You hire Clint Mansell to compose the soundtrack and you don't even let him make funky-fresh Reaper Techno? I bet sentient machines would throw excellent raves.
The way I figure it (now this is just opinion, not based on anything I've seen) is that to create an explosion of energy powerful enough to spread across the entire galaxy would take a tremendous amount of base energy to get started. Too much to hold within the Crucible, let alone actually gather together.
Think of travel through the Relays. They contain incredible amounts of energy, but they can't shoot you to the other side of the Galaxy in one go. It may seem like that when playing the game, but to get from one point to a point on another galactic arm, you have to travel from Relay to Relay to Relay, and so on.
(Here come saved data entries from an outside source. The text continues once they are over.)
PR #2431, opened 2023-09-07
Add children recursive endpoint

elocremarc:
We have the recursive endpoint `/content/` which opened up quite a lot of creative ability. With the addition of provenance I think it would be really cool to have a way for a parent inscription to be aware of any of its decedents. I propose we add the recursive endpoint `/children/:inscriptionId`.

This could be used for a parent inscription to be a gallery of all of its children. It also gives the ability for creators to make inscriptions where both the creator and the owner can take part in recursively creating the content of what is on a parent inscription. Other benefits allow more complex HTML inscriptions where say a CSS file could be inscribed as a child or even updated potentially. 

Edit:
For this to work you get the `inscriptionId` of the parent with javascript and then feed it into the endpoint so that it can see what inscriptions it has as children. So it would be `/children/<Parent_InscriptionId>`

Example:
```html
<!DOCTYPE html>
<html>
<body>
  <script>
    fetch(`${window.location.origin}/children/${window.location.pathname.split('/').pop()}`)
      .then(response => response.json())
      .then(data => console.log(data))
      // Console logs all the children inscribed later.
  </script>
</body>
</html>

```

I'd say it's a similar process with the energy from the Crucible- there's simply not enough energy to distribute it all at once and so it too has to go from Relay to Relay to Relay, and so on.
Again, that's definitely speculation on my part, since there's no explanation about Relays which goes into enough detail to figure it out for certain.
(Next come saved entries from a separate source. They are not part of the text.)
PR #2435, opened 2023-09-07
handbook arabic/العربية and german/deutsch version 

ordinaHO:
Tested on local server , few commands added to index.hbs to help with  errors that I was having regarding the RTL languge situation also rtl.css 
added german translation


raphjaph:
Could you create two seperate PRs? This would make review easier. Thanks!

PR #2442, opened 2023-09-09
arabic language for ordinal handbook

ordinaHO:
while serving on local , i had to add some script as you see so the language will display correctly and avoiding any errors! this one was kind of hard to do but will see how it goes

The other points about the ending not saying what happened to everyone are widespread ones, and, as someone who doesn't have a problem with the endings as they are, even I agree with them.
Well, that's what I'm trying to get at. If the AR gains the ability to travel to more than just two points in space when you dial the power up to 11, then every Relay should tangibly be able to do that - given enough power, at least. I'm to the opinion that since the Charon Relay was not special yet still "accepted" the Crucible that AR was merely unique in that it could consistently draw more element zero to power jumps regularly rather than just being able to utilize more energy.
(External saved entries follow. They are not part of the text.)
PR #2448, opened 2023-09-13
Add Spanish Translation

Psifour:
Translation by Zerone
Implementation into mdbook by Psifour

- [x] Added to language selection
- [x] Verified localization
- [x] Updated to 0.9 documentation
- [x] Added to just


Psifour:
Added all localization .po files within docs/po to the bin/forbid whitelist for the purposes of the forbidden word check. This check is intended to avoid inclusion (filtering for "todo" and dbg"), but conflicts with the use of similar words in other languages, like the word "todo" in Spanish.

raphjaph:
> Added all localization .po files within docs/po to the bin/forbid whitelist for the purposes of the forbidden word check. This check is intended to avoid inclusion (filtering for "todo" and dbg"), but conflicts with the use of similar words in other languages, like the word "todo" in Spanish.

Yes, good add.

> Failed test appears to be flakey as no relevant code to it was changed in [49314d7](https://github.com/ordinals/ord/commit/49314d726fec977a3a29e51bd093f57b2ab33e81)

Yeah on Windows there's one flaky test.

raphjaph (approved):
Gracias por la magnífica traducción!

PR #2449, opened 2023-09-13
Add metaprotocol field

casey:
Allows inscriptions to declare their protocol in a dedicated field.


elocremarc:
This is exactly what I needed!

Think about it like O'Neill maneuver #12. Blast the hell out of something with a nuke and it probably won't destroy it, but will produce pretty significant feedback.
Go with the SG-1 logic a bit further. The Charon Relay inevitably had to expend far more energy starting a chain effect. I highly doubt any sufficiently advanced being would be dumb enough to look at what needed to be done, what the AR could do, and what they had, then proclaim that they were'a firin' their lazor beemz.
Single shots to each Relay in the network, or even shots that chained to fewer Relays would have strained them all far less - and since the AR wasn't (in my mind) the only Relay that could direct extra energy to firing greater distances then, in the very least, it could've fired twice. One shot to a closer Relay that chained once or twice, then the "I can only do this trick once" shot to chain to a larger number, then stop at a Relay that would work with the other.
Because seriously, even with FTL, anybody who has explored the galaxy a bit in ME1/2 should be pretty upset that they "saved" the galaxy by condemning half of it to die of starvation due to ultimately relying on Relay transit to keep most planets sustainable.
Oh italic . Humanity splintered and scattered amongst the stars? Dog-eat-dog universe in play? Mass transit via wormholes that spacecraft cannot replicate is generally pretty finicky?
Mass Effect is an alternate universe spinoff of Stargate.
I think we're both just reading far too much into it, and thinking far too hard about it.
All we need is for BioWare to make a "technology of ME" book, like all of the Star Trek/Wars technical manuals, which have highly detailed blueprints and parts and technical descriptions/specifications of things which don't exist.
I think we're both just reading far too much into it, and thinking far too hard about it.
All we need is for BioWare to make a "technology of ME" book, like all of the Star Trek/Wars technical manuals, which have highly detailed blueprints and parts and technical descriptions/specifications of things which don't exist.
That WE know... what if we are the future and Shepard is actually a hero of the distant past.